Internal reliability aims to assess to what extent all items of a scale or measurement study the same concept (Howitt and Cramer, 2017). The concept is crucial for questionnaire data collection type and requires the researcher to assess whether multiple-indicator measures within the instrument are consistent using Cronbach’s alpha test (Gray, 2014). A higher score implies a higher internal reliability.
Lastly, inter-rater reliability refers to how consistent and accurate are the judgements made by multiple people (Bryman and Bell, 2015). The measure refers to coding of observations, assigning scores to performance or categorising data which is performed by a number of coders. Inter-rater reliability is high when the scores of multiple
individuals performing the coding are positively correlated (Gray, 2014).
Reliability of the current study
The research often requires its measurements to be stable. However, Howitt and Cramer (2017) noted that some psychological characteristics such as attention, happiness and alertness are not stable over time and could vary depending on the state of a person when they are taking part in the research. Therefore, the actual elements of the scene participants noticed in the current study could change if they were retested. However, the current project did not aim to find set patterns of visual behaviour. Instead, the aim was to compare the means between the groups of
respondents – those with different levels of familiarity, goals or chosen and non-chosen products. Therefore, although the actual elements noticed in the scene could differ on repeated test, it is assumed that the volume of visual attention will remain the same.
Such as regular visitors on average will look at the scene in a similar manner on a repeated test and pay less attention to the products, even though the actual products of the scene they notice could be different. Additionally, the study recruited a large
sample of respondents, which enabled to average out more extreme cases. Therefore, resulting in high stability.
Internal reliability is a concept which is important to the research utilising
questionnaires or some types of interview. This project gathered actual behaviour data, rather than relied on the responses of participants. Thus resulting in internal reliability measure being not applicable to the current project.
Finally, the collected eye-tracking data requires manual coding of fixations to identify which area of interest a participant looks at (further discussed in the following section).
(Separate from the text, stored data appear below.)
PR #41574, opened 2022-03-19
[8.x] Added test for unsetting relations on model refresh

Patabugen:
[The Docs](https://laravel.com/docs/8.x/eloquent#refreshing-models) say that when calling `$model->refresh()` the models relationships will also be refreshed:

> In addition, all of its loaded relationships will be refreshed as well

I expected this to un-set a relation which no longer exists in the database.

However I noticed that if the relation is already loaded - it does not get unset.

I've tested this on branch 8.x and 9.x

### Example
I've added a failing test to demonstrate the problem.

Adding `$child->unsetRelation('parent');` right after `$child->refresh();` gives the result I expected.

### Fix
I'm not sure the best way or place to fix - happy to submit a PR to make the test pass with a bit of guidance if this is desired behaviour.

One thought was that the refresh() method should eitehr call `$model->unsetRelations()` or individually `$model->unsetRelation()` right before it calls `$model->load()`:

https://github.com/laravel/framework/blob/8.x/src/Illuminate/Database/Eloquent/Model.php#L1550

### DIFF
--- a/tests/Integration/Database/EloquentModelRefreshTest.php
+++ b/tests/Integration/Database/EloquentModelRefreshTest.php
@@ -71,6 +71,36 @@ class EloquentModelRefreshTest extends DatabaseTestCase
 
         $post->children->first()->refresh();
     }
+
+    public function testItUnsetsRelations()
+    {
+        Schema::create('post_children', function (Blueprint $table) {
+            $table->increments('id');
+            $table->string('title');
+            $table->bigInteger('parent_id')->nullable();
+            $table->timestamps();
+            $table->softDeletes();
+        });
+
+        $parent = Post::create(['title' => 'parent']);
+        $child = ChildPost::create(['title' => 'child']);
+
+        $child->parent()->associate($parent)->save();
+
+        $this->assertInstanceOf(
+            Post::class,
+            $child->parent
+        );
+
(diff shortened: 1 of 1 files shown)


driesvints:
Heya, you submitted this from an organization which doesn't allows us to edit the PR. Please submit this PR from your personal account. Thanks

Patabugen:
@driesvints Ah sorry about that, I can do that.

A quick question if I may first:

Is there a way to do it from the organisation account at all (I'm trying to organise things better and do them as the Org) or is the only way to re-fork with the personal account and start a PR from there?

Patabugen:
Done, I've transferred the Fork and PR to my personal account and ticked the box to give you access!

Can this PR be re-opened or shall I create a new one?

driesvints:
Cool, thanks 👍

taylorotwell:
I'm not sure if we will be taking any action on this issue to be honest.

If someone wanted to take a stab at a PR I could review it but if it was a complex change it likely would not be merged.

Patabugen:
Thanks @taylorotwell .

I've worked around this by overriding the refresh() method on my models so will probably not look into this further at the moment.

```
    public function refresh()
    {
        $this->unsetRelations();
        return parent::refresh();
    }
```

PR #41576, opened 2022-03-19
[9.x] Add support for Rule::enum()

lbausch:
This adds support for using `Rule::enum()`, mainly to make enum validation also available via the `Rule` class.


taylorotwell:
Seems unnecessary I think?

Some research projects employ multiple researchers to undertake the task and then correlate the classification results to order to assess the extent to which the coders agree. However, it was not possible within the current project to have multiple coders, therefore all coding was conducted by the researcher. This could result in biases and low inter-rater reliability. In order to address this issue, a clear conservative rule was followed – a fixation was coded to the area of interest if it was overlaid by more than a half of a fixation. It should be noted that in most cases the coding was straightforward, but in borderline cases extra diligence was used. Additionally, all recordings were checked at least twice in order to correct any human error. Therefore, although only a single person coded the data, the adopted approach should result in high reliability of categorisation.